Kepala Divisi Kajian dan Hukum Walhi Puspa Dewy menambahkan, warga Pulau Pari dan pulau-pulau kecil lain juga terancam pengurangan luasan kawasan, bahkan tenggelam, karena kenaikan permukaan air laut. Di Palau Pari, 11 persen daratan sudah berkurang.
Perubahan iklim juga berdampak pada ketersediaan air bersih. Saat ini, Pulau Pari sudah mengalami intrusi air laut yang menyebabkan air tanah asin. Air tanah dari sumur juga sering tercemar air laut saat banjir rob menyergap daratan.
KOMPAS/ERIKA KURNIA
Konferensi pers terkait gugatan iklim masyarakat Pulau Pari dengan LSM lingkungan Walhi dan perwakilan masyarakat Pulau Pari, Kabupaten Kepulauan Seribu, DKI Jakarta, Selasa (20/9/2022).
Masalah-masalah ini, lanjutnya, harus dipertanggungjawabkan pelaku penyebab perubahan iklim. Salah satu yang disoroti adalah perusahaan semen yang meninggalkan jejak karbon sangat besar.

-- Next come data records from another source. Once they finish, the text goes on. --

PR #4789, opened 2024-05-31
fix(keystone): DOMA-8928 fixed types for Select type from Keystone

Alllex202:
## Breaking changes:

1) Now gql-type for fields with the type "Select" does not depend on the property `datatype` and will always be `enum`.
But... if for some reason you still want to specify your type, then you need to use the property `graphQLReturnType`, for example:
```
myField: {
    type: 'Select',
    dataType: 'string',
    graphQLReturnType: 'String', // gql-type for this fields will be 'String', not generated enum
}
```

2) Now field types will need to be specified as strings, not as the imported type.
Using keystone types will result in a error

-----------------

Todo: 
- [x] Fix gql-types for Select fields. There should always be an `enum` regardless of `datatype`
- [x] Specify field types as strings instead of imported types
- [x] Prohibit import usage for schema field types
- [x] Removed duplicates in `ISO_CODES`
- [x] Fix typescript errors
- [x] Remove unused files from `@open-condo/keystone`
- [x] Update all submodules
- [x] Throw an error in `convertStringToTypes` when trying to use an imported field type
- [x] Update submodules to master


packages/keystone/KSv5v6/v5/registerSchema.js
```diff
@@ -33,28 +56,34 @@ function applyKeystoneV5AdminFixes (schema) {
...
-        AuthedRelationship,
-        HiddenRelationship,
         DateInterval,
+        File: FileWithUTF8Name,
+        Json,
+        HiddenRelationship,
+        LocalizedText,
+        Select,
+        SignedDecimal,
+        Text,
```
SavelevMatthew, line 86: Should we throw a error now in non-string cases few lines below?
image

packages/keystone/fields/Select/implementation.js
```diff
@@ -20,7 +22,13 @@ class Select extends KSSelect.implementation {
         if (this.graphQLReturnType) {
             return []
         } else {
-            return super.getGqlAuxTypes()
+            return [
```
SavelevMatthew, line 25: I guess something wrong with alignment here?
image

SavelevMatthew (approved):
Awesome PR 😍

Finally someone did it! Thanks
🥇 🥇 🥇 🥇 🥇

apps/condo/domains/banking/schema/BankTransaction.js
```diff
@@ -75,36 +73,37 @@ const BankTransaction = new GQLListSchema('BankTransaction', {
...
         },
 
         importRemoteSystem: {
             schemaDoc: 'Name of external system, from that this record was copied',
-            type: Select,
+            type: 'Select',
             options: IMPORT_REMOTE_SYSTEM_VALUES,
             // Cannot use `enum` datatype because a number is presented in first character of a value "1CClientBankExchange".
             dataType: 'string',
+            graphQLReturnType: 'String',
```
pahaz, line 106: ?

Alllex202: `enum` cannot be generated because one of the values ​​starts with a digit (`1CClientBankExchange`).
Such values ​​are not allowed for `enum`

packages/keystone/KSv5v6/v5/registerSchema.js
Alllex202: added

sitozzz (approved):

packages/keystone/fields/Select/implementation.js
Alllex202: It's possible that this doesn't affect anything, but just in case I'll leave it as it was done in the original implementation)

PR #4797, opened 2024-06-04
fix(condo): DOMA-9181 fix image and text of card on guide page

nomerdvadcatpyat:


apps/condo/public/onboarding/guide/aboutApp/en/extraIncome/cardImage.webp
Alllex202, line 1: + 200KB for one image :)
other picture from this page are smoller in size

Alllex202 (approved):

PR #4813, opened 2024-06-11
feat(condo): added validation of the Spanish NIF

paulo-rossy:


apps/condo/domains/organization/utils/tin.utils.js
```diff
@@ -29,10 +29,15 @@ const validateTinRU = tinValue => {
     return false
 }
 
+const validateTinES = tinValue => {
```
dkoviazin, line 32: It's more complicated

https://regex101.com/r/eV1fA0/1

https://www.oecd.org/tax/automatic-exchange/crs-implementation-and-assistance/tax-identification-numbers/Spain-TIN.pdf

toplenboren (approved):

PR #4814, opened 2024-06-11
fix(condo): DOMA-9253 fix errors displaying while uploading meters

AleX83Xpert:


apps/condo/domains/meter/utils/metersImporters/AbstractMetersImporter.ts
```diff
@@ -149,12 +149,19 @@ export abstract class AbstractMetersImporter {
                         } else {
                             const mutationError = errors[errorIndex++]
 
-                            const messageForUser = get(mutationError, ['extensions', 'messageForUser'])
+                            const messageForUser = get(
+                                mutationError,
+                                ['extensions', 'messageForUser'], // Error thrown from the mutation itself
+                                get( // Error thrown by models created within the mutation
+                                    mutationError,
+                                    ['originalError', 'errors', 0, 'extensions', 'messageForUser'],
```
sitozzz, line 157: Is it possible to provide 'fallback' error message in case of no `messageForUser` provided?

AleX83Xpert: Maybe, but this is temporary code. For now we moving this logic to backend. Error processing will be changed.

PR #6493, opened 2025-08-06
fix(condo): DOMA-12014 update pos-integration to main

AleX83Xpert:


SavelevMatthew (commented):
There's no such task as "update pos-integration to main", provide meaningful description of changes instead

PR #6504, opened 2025-08-08
fix(condo): DOMA-11758 Print human understandable message to error wh…

AleX83Xpert:
…en import meters
# Before
image

# After
image


sitozzz (approved):
lgtm

PR #6510, opened 2025-08-08
fix(condo): DOMA-12091 fixed getting DatePicker from locale if it is undefined

abshnko:
ConfigContext is empty if DatePicker component is being called from an iFrame, hence locale can be undefined. Need to pass the correct locale when calling DatePicker from a miniapp, otherwise it will go to default fallback (en)

TODO:
- [ ] fix registry-importer
- [ ] fix callcenter
- [ ] fix pass
- [ ] fix insurance
- [ ] fix new-greenhouse

## Summary by CodeRabbit

* **Bug Fixes**
  * Improved stability of the date picker by preventing errors when locale settings are missing.

### DIFF
--- a/apps/condo/domains/common/components/Pickers/DatePicker.tsx
+++ b/apps/condo/domains/common/components/Pickers/DatePicker.tsx
@@ -39,7 +39,7 @@ const DefaultDatePicker = generatePicker<Dayjs>(dayjsGenerateConfig)
 const generateDatePickerWithLocale = (Picker: PickerType) => (props) => {
     const { locale } = useContext(ConfigProvider.ConfigContext)
 
-    return <Picker css={PickerStyle} locale={locale.DatePicker} {...props} />
+    return <Picker css={PickerStyle} locale={locale?.DatePicker} {...props} />
 }
 
 const DatePicker = generateDatePickerWithLocale(DefaultDatePicker) as DatePickerType


apps/condo/domains/common/components/Pickers/DatePicker.tsx
```diff
@@ -39,7 +39,7 @@ const DefaultDatePicker = generatePicker<Dayjs>(dayjsGenerateConfig)
 const generateDatePickerWithLocale = (Picker: PickerType) => (props) => {
     const { locale } = useContext(ConfigProvider.ConfigContext)
 
-    return <Picker css={PickerStyle} locale={locale.DatePicker} {...props} />
+    return <Picker css={PickerStyle} locale={locale?.DatePicker} {...props} />
```
SavelevMatthew, line 42: Is it even working solution? 
Because right now it seems like in apps they'll be undefined, and you're just escaping them with `?` mark.
And locale in pickers tells a lot about formatting. 

I guess the root of issues is not suppressing the Picker, but identifying why is it missing at first place

abshnko: locales in apps won't be undefined, but i agree i think the best solution is to use locale from Condo itself, but right now i'm at a loss how to do it

PR #6518, opened 2025-08-12
chore(condo): add new feature flag to remove daily ticket limit 

toplenboren:
## Summary by CodeRabbit

- New Features
  - Introduced feature flags to enable or disable daily ticket limit checks, allowing admins to bypass per-day limits for identical tickets and overall daily ticket creation when needed. Default behavior remains unchanged unless toggles are enabled. This adds flexibility for rollouts or urgent operations without code changes; limits continue to apply until a flag is turned on.


pahaz:
Why not increase rather than just remove

PR #6524, opened 2025-08-13
test(ai): DOMA-12111 try to fix random tests

YEgorLu:
Every second test in CI fails because ai tasks did set "error" status or did not update status from "processing"
Idea is, that timeout is too low. Let's call tasks manually, so we wouldn't need to wait for them.
Also that way we will see in CI console exact error, which prevents task from completion

## Summary by CodeRabbit

- Tests
  - Added deterministic controls for AI-flow execution in tests, allowing explicit triggering and verification of scheduling behavior.
  - Expanded coverage across multiple roles and real-life success/failure scenarios with precise assertions.
  - Added setup/teardown hooks to consistently initialize, reset, and restore mocks between tests.
  - Ensured failure paths properly reject during explicit execution; no user-facing changes.

### DIFF
--- a/apps/condo/domains/ai/schema/ExecutionAIFlowTask.test.js
+++ b/apps/condo/domains/ai/schema/ExecutionAIFlowTask.test.js
@@ -61,8 +61,7 @@ describe('ExecutionAIFlowTask', () => {
     beforeEach(async () => {
         userClient = await makeClientWithNewRegisteredAndLoggedInUser()
         userClient2 = await makeClientWithNewRegisteredAndLoggedInUser()
-        executeAIFlowMock.mockReset()
-        executeAIFlowMock.mockImplementation((() => Promise.resolve()))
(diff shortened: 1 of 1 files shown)


toplenboren (approved):

apps/condo/domains/ai/schema/ExecutionAIFlowTask.test.js
```diff
@@ -42,15 +44,24 @@ describe('ExecutionAIFlowTask', () => {
...
+
     beforeAll(async () => {
         adminClient = await makeLoggedInAdminClient()
         supportClient = await makeClientWithSupportUser()
         anonymousClient = await makeClient()
+        executeAIFlowMock = jest.spyOn(aiTasks.executeAIFlow, 'delay')
+    })
+
+    afterAll(async () => {
+        executeAIFlowMock.mockRestore()
```
pahaz, line 58: you should not use any mocks for `test` only for specs

PR #6530, opened 2025-08-13
chore(condo): use native fetch in fetch

toplenboren:


Alexander-Turkin:
maybe replace node-fetch everywhere?

Alexander-Turkin (approved):

PR #6541, opened 2025-08-15
feat(global): DOMA-12131 add ability to change operations weights and disable rate limiting entirely for specific IP / ID

YEgorLu:


toplenboren:
I see the todo left by previous engineer, but ...

If some queries take too much time (when they should not) then the core algo should be examined and fixed? 

Why do we want to store this config in env files? Why not here or in plugin initialization? Are complexity calculation overrides occur because of user data or because of system shenaningans?

packages/keystone/apolloServerPlugins/rateLimiting/plugin.js
```diff
@@ -201,6 +217,9 @@ class ApolloRateLimitingPlugin {
                     allowedQuota = this.#customQuotas[identifier]
                 }
 
+                if (allowedQuota < 0) {
+                    allowedQuota = Infinity
```
pahaz, line 221: ?

PR #6558, opened 2025-08-21
feat(global): INFRA-1156 add ability to override request ip by trusted signed proxies

SavelevMatthew:
## Summary by CodeRabbit

- New Features
  - Public proxying utilities added for signed proxy headers and trusted-proxy IP resolution; integrated IP resolution override into app startup.

- Bug Fixes
  - Improved client IP detection behind proxies; stricter validation of proxy headers, IP formats, timestamps, and signatures; untrusted/malformed headers ignored.

- Tests
  - Comprehensive tests added covering proxy header signing, validation, and IP resolution across many scenarios.

- Chores
  - Package exports and dependencies updated to support the new proxying utilities.

### DIFF
--- a/apps/condo/domains/common/schema/proxying.spec.js
+++ b/apps/condo/domains/common/schema/proxying.spec.js
@@ -189,13 +189,13 @@ describe('Express proxying tests', () => {
                         'x-proxy-ip': ip,
                         'x-proxy-id': 'simple-proxy-name',
                         'x-proxy-timestamp': validTimestampString,
-                        // nosemgrep: javascript.jsonwebtoken.security.jwt-hardcode.hardcoded-jwt-secret
                         'x-proxy-signature': jwt.sign({
                             'x-proxy-ip': ip,
                             'x-proxy-id': 'simple-proxy-name',
                             'x-proxy-timestamp': validTimestampString,
                             method: 'GET',
                             url: '/api/whoami',
+                        // nosemgrep: javascript.jsonwebtoken.security.jwt-hardcode.hardcoded-jwt-secret
                         }, '123'),
                         'x-forwarded-for': proxyIp,
                     }, ip)
@@ -203,13 +203,13 @@ describe('Express proxying tests', () => {
                         'x-proxy-ip': ip,
                         'x-proxy-id': 'simple-proxy-name',
                         'x-proxy-timestamp': invalidTimestampString,
-                        // nosemgrep: javascript.jsonwebtoken.security.jwt-hardcode.hardcoded-jwt-secret
                         'x-proxy-signature': jwt.sign({
                             'x-proxy-ip': ip,
                             'x-proxy-id': 'simple-proxy-name',
                             'x-proxy-timestamp': invalidTimestampString,
                             method: 'GET',
                             url: '/api/whoami',
+                        // nosemgrep: javascript.jsonwebtoken.security.jwt-hardcode.hardcoded-jwt-secret
                         }, '123'),
                         'x-forwarded-for': proxyIp,
                     }, proxyIp)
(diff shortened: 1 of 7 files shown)


packages/miniapp-utils/src/helpers/proxying/utils.ts
```diff
@@ -0,0 +1,121 @@
...
+}
+
+export function getProxyHeadersForIp (method: string, url: string, ip: string, proxyId: string, secret: string): ProxyHeaders {
+    const timestampString = String(Date.now())
+
+    return {
+        [X_PROXY_IP_HEADER]: ip,
+        [X_PROXY_ID_HEADER]: proxyId,
+        [X_PROXY_TIMESTAMP_HEADER]: timestampString,
+        [X_PROXY_SIGNATURE_HEADER]: jwt.sign({
```
sitozzz, line 115: U can add ttl here, so expired signature will be not valid. Maybe after that u can remove lines of your ttl check

packages/keystone/prepareKeystoneApp.js
```diff
@@ -18,6 +21,19 @@ async function prepareKeystoneExpressApp (entryPoint, { excludeApps } = {}) {
     // not a csrf case: used for test & development scripts purposes
     // nosemgrep: javascript.express.security.audit.express-check-csurf-middleware-usage.express-check-csurf-middleware-usage
     const app = express()
+
+    const knownProxies = JSON.parse(conf['TRUSTED_PROXIES_CONFIG'] || '{}')
+    // NOTE: from https://expressjs.com/en/guide/overriding-express-api.html
+    Object.defineProperty(app.request, 'ip', {
```
sitozzz, line 27: What about all other express apps?

packages/miniapp-utils/src/helpers/proxying/utils.ts
sitozzz, line 1: I don't quite like naming of the package. What about just `proxy`?

packages/miniapp-utils/src/helpers/proxying/utils.ts
```diff
@@ -0,0 +1,121 @@
...
+type ProxyId = string
+
+export type KnownProxies = Record<ProxyId, ProxyConfig>
+
+export type TrustProxyFunction = (proxyAddr: string, idx: number) => boolean
+
+const _ipSchema = z.union([z.ipv4(), z.ipv6()])
+const _timeStampBasicRegexp = /^\d+$/
+
+const DEFAULT_PROXY_TIMEOUT_IN_MS = 5_000 // 5 sec to pass request is enough
```
sitozzz, line 21: Could this be moved to ttl of the signature?

packages/miniapp-utils/src/helpers/proxying/utils.ts
SavelevMatthew: 1. Done that
2. I cannot guarantee all external proxy will set this ttl adequately, so I need to check it manually. Double check is better than single check

packages/miniapp-utils/src/helpers/proxying/utils.ts
SavelevMatthew: It's duplicated in TTL signature as well. double check

packages/miniapp-utils/src/helpers/proxying/utils.ts
SavelevMatthew: There will be a Proxy itself to use in our apps, but right now its not about proxy, but about utils to do request proxying, so in my head its all about request-proxying

toplenboren (approved):

packages/keystone/prepareKeystoneApp.js
SavelevMatthew: Currently we're proxying only to KS-based apps

apps/condo/domains/common/schema/proxying.spec.js
```diff
@@ -0,0 +1,329 @@
+jest.resetModules()
```
pahaz, line 1: Why is this file inside the schema?

PR #6581, opened 2025-08-26
fix(condo): DOMA-12182 fix not found message

vovaaxeapolla:
## Summary by CodeRabbit

* **Bug Fixes**
  * Improved reliability and timeliness of notification delivery and resends, reducing delays and edge-case failures.
  * Message details and status now appear more completely and consistently immediately after sending or resending.
  * Added input validation for delivery tasks to prevent invalid deliveries.

* **Refactor**
  * Delivery workflow now passes full message data to background tasks, eliminating redundant lookups and improving logging/telemetry.

### DIFF
--- a/apps/condo/domains/notification/schema/SendMessageService.js
+++ b/apps/condo/domains/notification/schema/SendMessageService.js
@@ -16,9 +16,9 @@ const {
     MESSAGE_DELIVERY_DEFAULT_PRIORITY,
     MESSAGE_DELIVERY_PRIORITY_TO_TASK_QUEUE_MAP,
 } = require('@condo/domains/notification/constants/constants')
+const { MESSAGE_FIELDS } = require('@condo/domains/notification/gql')
 const { deliverMessage } = require('@condo/domains/notification/tasks')
 const { Message } = require('@condo/domains/notification/utils/serverSchema')
-const {MESSAGE_FIELDS} = require("../gql");
 
 const logger = getLogger()
 
--- a/apps/condo/domains/notification/schema/SendMessageService.js
+++ b/apps/condo/domains/notification/schema/SendMessageService.js
@@ -18,6 +18,7 @@ const {
 } = require('@condo/domains/notification/constants/constants')
 const { deliverMessage } = require('@condo/domains/notification/tasks')
 const { Message } = require('@condo/domains/notification/utils/serverSchema')
+const {MESSAGE_FIELDS} = require("../gql");
 
 const logger = getLogger()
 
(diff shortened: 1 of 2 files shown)


apps/condo/domains/notification/tasks/deliverMessage.js
```diff
@@ -94,15 +93,11 @@ function getThrottlingCacheKey (message) {
  * Tries to deliver message via available transports depending on transport priorities
  * based on provided message data and available channels. If more prioritized channels fail message delivery,
  * tries to deliver message through less prioritized fallback channels. Updates message status & meta in every case.
- * @param messageId
+ * @param message
  * @returns {Promise<string>}
  */
-async function deliverMessage (messageId) {
+async function deliverMessage (message) {
```
toplenboren, line 98: need to check this api is not used anywhere else

vovaaxeapolla: Checked it. The task is used only by sendMessage mutation

apps/condo/domains/notification/schema/SendMessageService.js
```diff
@@ -202,9 +203,9 @@ const SendMessageService = new GQLCustomSchema('SendMessageService', {
 
                 const message = messageWithSameUniqKey
                     ? messageWithSameUniqKey
-                    : await Message.create(context, messageAttrs, 'id status')
+                    : await Message.create(context, messageAttrs, MESSAGE_FIELDS)
```
sitozzz, line 206: What the idea of change return fields? It's just a more complex db query here

apps/condo/domains/notification/tasks/deliverMessage.js
```diff
@@ -94,17 +92,15 @@ function getThrottlingCacheKey (message) {
...
     const { keystone: context } = getSchemaCtx('Message')
-    const message = await Message.getOne(context,
-        { id: messageId },
-        MESSAGE_FIELDS
-    )
```
sitozzz, line 105: oh I see - u just removed info actualizing and just passing all required info inside task

apps/condo/domains/notification/schema/SendMessageService.js
vovaaxeapolla: The idea is to avoid SELECT queries to the replica. If the error is caused by replication lag, this should resolve the issue. The task first performs a SELECT query to retrieve a message that was just created

toplenboren (approved):

dkoviazin (approved):

PR #6591, opened 2025-09-01
feat(resident-app): DOMA-12185 do not send error message if telegram does not allow to update message with same content

YEgorLu:


SavelevMatthew (approved):
👌

abshnko (approved):

PR #6599, opened 2025-09-03
refactor(condo): DOMA-12211 improve meter reading duplicates detectio…

AleX83Xpert:
…n by comparing values instead of dates

## Summary by CodeRabbit

- New Features
  - Duplicate detection now matches readings by submitted meter values using stable value-based keys for improved deduplication.

- Bug Fixes
  - Re-submitting identical readings (including within one request or same day) returns the existing entry instead of creating duplicates.
  - Readings with different values or from different meters create distinct entries.

- Refactor
  - Duplicate-check flow reorganized for clearer, more stable behavior.

- Tests
  - Expanded integration scenarios and added unit tests covering value extraction and stable key generation.

### DIFF
--- a/apps/condo/domains/meter/utils/serverSchema/registerHelpers.js
+++ b/apps/condo/domains/meter/utils/serverSchema/registerHelpers.js
@@ -189,16 +189,18 @@ function createMeterReadingKey (meterId, sortedValues) {
 }
 
 async function getMeterReadingsForSearchingDuplicates (readings, meters, properties, readingModel) {
+    const orConditions = readings.map((reading) => {
+        const values = getValues(reading)
+        const sanitizedValues = Object.keys(values).reduce((acc, key) => {
+            if (isNil(values[key])) return acc
+            return { ...acc, [key]: values[key] }
+        }, {})
+        return { AND: [sanitizedValues] }
+    })
+
     const plainMeterReadings = await find(readingModel, {
         meter: { id_in: meters.map(meter => meter.id) },
-        OR: readings.map((reading) => {
-            const values = getValues(reading)
-            const sanitizedValues = Object.keys(values).reduce((acc, key) => {
-                if (isNil(values[key])) return acc
-                return { ...acc, [key]: values[key] }
-            }, {})
-            return { AND: [sanitizedValues] }
-        }),
+        OR: orConditions,
         deletedAt: null,
     })
 
@@ -218,6 +220,7 @@ async function getMeterReadingsForSearchingDuplicates (readings, meters, propert
         ...reading,
         meter: metersWithPropertyByIdMap[reading.meter],
     }))
+
     return meterReadings.reduce((acc, meterReading) => {
         const key = createMeterReadingKey(meterReading.meter.id, getSortedValues(meterReading))
 
--- a/apps/condo/domains/meter/utils/serverSchema/registerHelpers.spec.js
+++ b/apps/condo/domains/meter/utils/serverSchema/registerHelpers.spec.js
@@ -2,139 +2,75 @@ const { getSortedValues, createMeterReadingKey } = require('./registerHelpers')
 
 describe('registerHelpers', () => {
     describe('getSortedValues', () => {
-        test('should return sorted values for reading with all meter values', () => {
-            const reading = {
-                value1: '100.5',
-                value2: '200.3',
-                value3: '300.7',
-                value4: '400.1',
-            }
+        const testCases = [
+            {
+                name: 'should return sorted values for reading with all meter values',
+                reading: { value1: '100.5', value2: '200.3', value3: '300.7', value4: '400.1' },
+                expected: ['100.5', '200.3', '300.7', '400.1'],
+            },
+            {
+                name: 'should return sorted values for reading with all unordered meter values',
+                reading: { value3: '300.7', value1: '100.5', value4: '400.1', value2: '200.3' },
+                expected: ['100.5', '200.3', '300.7', '400.1'],
+            },
+            {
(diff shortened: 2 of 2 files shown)


apps/condo/domains/meter/utils/serverSchema/registerHelpers.js
```diff
@@ -155,14 +155,45 @@ function getAddressesKeys (readings, resolvedAddresses) {
...
+        OR: readingsWithValidDates.map((reading) => {
+            const values = getValues(reading)
+            const sanitizedValues = Object.keys(values).reduce((acc, key) => {
+                if (isNil(values[key])) return acc
+                return { ...acc, [key]: values[key] }
+            }, {})
+            return { AND: [sanitizedValues] }
+        }),
         deletedAt: null,
     })
```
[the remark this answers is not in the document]
AleX83Xpert: According to registerMetersReadings' schema, at least the `value1` is required.

apps/condo/domains/meter/utils/serverSchema/registerHelpers.js
```diff
@@ -155,14 +155,53 @@ function getAddressesKeys (readings, resolvedAddresses) {
...
+ */
+function createMeterReadingKey (meterId, sortedValues) {
+    return `${meterId}_${sortedValues.join('_')}`
+}
+
+async function getMeterReadingsForSearchingDuplicates (readings, meters, properties, readingModel) {
     const plainMeterReadings = await find(readingModel, {
         meter: { id_in: meters.map(meter => meter.id) },
-        date_in: uniq(readingsWithValidDates.map(reading => tryToISO(reading.date))),
+        OR: readings.map((reading) => {
```
YEgorLu: Maybe put this block in variable? 

Like "id_in: meters.map(meter => meter.id)" is short and readable, but here you must read it deeply, to understand what is happening

apps/condo/domains/meter/utils/serverSchema/registerHelpers.js
```diff
@@ -179,16 +218,17 @@ async function getMeterReadingByDate (readings, meters, properties, readingModel
         ...reading,
         meter: metersWithPropertyByIdMap[reading.meter],
     }))
-    return meterReadings.reduce((acc, reading) => {
-        const key = `${reading.meter.id}-${dayjs(reading.date).startOf('day').toISOString()}`
-        acc[key] = reading
-        
+    return meterReadings.reduce((acc, meterReading) => {
```
YEgorLu, line 224: as far as I understand, if user registered same readings multiple times, here you will have only earliest reading among duplicates, does it break something?

apps/condo/domains/meter/schema/RegisterMetersReadingsService.test.js
```diff
@@ -894,122 +894,224 @@ describe('RegisterMetersReadingsService', () => {
...
-            organization: { id: organization.id },
-            property: { id: property.id },
+            const meters = await Meter.getAll(adminClient, {
+                organization: { id: organization.id },
+                property: { id: property.id },
+            })
+            expect(meters).toHaveLength(1)
+            expect(meters[0].number).toBe(duplicateReadings[0].meterNumber)
+
+            const metersReadings = await MeterReading.getAll(adminClient, { meter: { id_in: map(meters, 'id') } })
```
YEgorLu, line 1066: Whatever, but maybe would be more readable if you explicitly said { meter: { id: meters[0].id } }. For a minute i thought that you have multiple meters here

apps/condo/domains/meter/utils/serverSchema/registerHelpers.spec.js
```diff
@@ -0,0 +1,285 @@
+const { getSortedValues, createMeterReadingKey } = require('./registerHelpers')
+
+describe('registerHelpers', () => {
+    describe('getSortedValues', () => {
+        test('should return sorted values for reading with all meter values', () => {
```
YEgorLu: It looks like best place to use "test.each", to make it more readable:
```
const testCases = [
    {
      name: 'should return sorted values for reading with all meter values',
      reading: { value1: '100.5', value2: '200.3', value3: '300.7', value4: '400.1' },
      expected: ['100.5', '200.3', '300.7', '400.1']
    },
    ...
]

test.each(testCases)('$name', ({ reading, expected }) => {
    const result = getSortedValues(reading)
    expect(result).toEqual(expected)
})
```
And same for other test cases. Cases where you comparing multiple results maybe wouldn't look so good with test.each

YEgorLu (approved):

apps/condo/domains/meter/utils/serverSchema/registerHelpers.js
AleX83Xpert: okay

apps/condo/domains/meter/utils/serverSchema/registerHelpers.js
AleX83Xpert: This check is only applicable in the context of unified mutation and has no impact on users.

apps/condo/domains/meter/utils/serverSchema/registerHelpers.spec.js
AleX83Xpert: Ok. "test.each" looks nice too :)

apps/condo/domains/meter/schema/RegisterMetersReadingsService.test.js
AleX83Xpert: ¯\\\_(ツ)_/¯

PR #6612, opened 2025-09-08
deps(global): INFRA-1173 bump openid-client to 5.x

SavelevMatthew:
## Summary by CodeRabbit

* **Bug Fixes**
  * Improved SBBOL OAuth2 client-certificate handling to reduce authentication issues in some environments.

* **Chores**
  * Upgraded openid-client dependency across multiple apps (address-service, condo, miniapp and others) for compatibility.
  * Updated submodule references for many apps to pull in upstream fixes and updates.

* **Tests**
  * Adjusted OIDC-related tests to accommodate updated callback parameter behavior.


apps/address-service/package.json
```diff
@@ -32,7 +32,7 @@
     "graphql": "^16.10.0",
     "graphql-tag": "^2.12.6",
     "lodash": "^4.17.21",
-    "openid-client": "4.7.4",
+    "openid-client": "5.7.1",
```
sitozzz, line 35: That's a lot of breaking change for that update. How do we check if everything is working fine?

sitozzz, line 35: Also it's not a "latest" version. Why not 6.x?

SavelevMatthew: 6.x is ESM-only, so we cannot afford it right now

SavelevMatthew: Overall migration is safe for us except the SBBOL integration, which will be tested on test environment

PR #245, opened 2015-09-30
coco3: check for pal/ntsc bit in BASIC ROM, set hardware regs accordi…

beretta42:
RF modulated PAL users of coco3 fuzix can enjoy too...


erkinalp:
Next step:Suitable Japanese font to use in NTSC.

PR #246, opened 2015-10-01
tty.c: fix handling of NDELAY behavior...

beretta42:
The way O_NDELAY was handled, caused any reads or writes done under this mode returns EWOULDBLOCK, even after filling the user's buffer with valid data from the inode's buffer.  This fix checks to see if any bytes were read and returns accordingly.


EtchedPixels:
Pushed a different proposal

PR #255, opened 2015-10-07
coco3: easy fixes

beretta42:
easy fixes as suggested by Alan.


beretta42:
ok... did I nail it that time?

PR #256, opened 2015-10-08
Allow DriveWire tty's to by ioctl'd by vt_ioctl().

beretta42:
If we rearrange the order, then the DW tty's will still do tty_ioctl's.


EtchedPixels:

Lembaga penelitian Chatham House menyebut, semen merupakan sumber dari sekitar 8 persen emisi karbon dioksida (CO2) dunia. Industri semen menghasilkan CO2 terbanyak bersama industri bahan bakar pesawat udara dan agrikultur global.
”Produksi semen di dunia sejak tahun 1995 meningkat tiga kali lipat dan menyumbang 8 persen emisi global,” katanya.
Karena itu, mereka dengan empat warga Pulau Pari menggugat salah satu perusahaan semen dunia untuk bertanggung jawab ke pengadilan di Swiss. Perusahaan semen itu menjadi tergugat karena merupakan perusahaan besar dengan lebih dari 200 pabrik di dunia. Mereka menggugat perusahaan itu agar membayar kompensasi atas kerugian dari perubahan iklim.
Langkah hukum yang diambil ini menjadi yang pertama di Indonesia, kata Dewy. Sebelumnya, gugatan warga terkait dampak perubahan iklim juga pernah dilayangkan kepada salah satu perusahaan minyak dan gas di Belanda.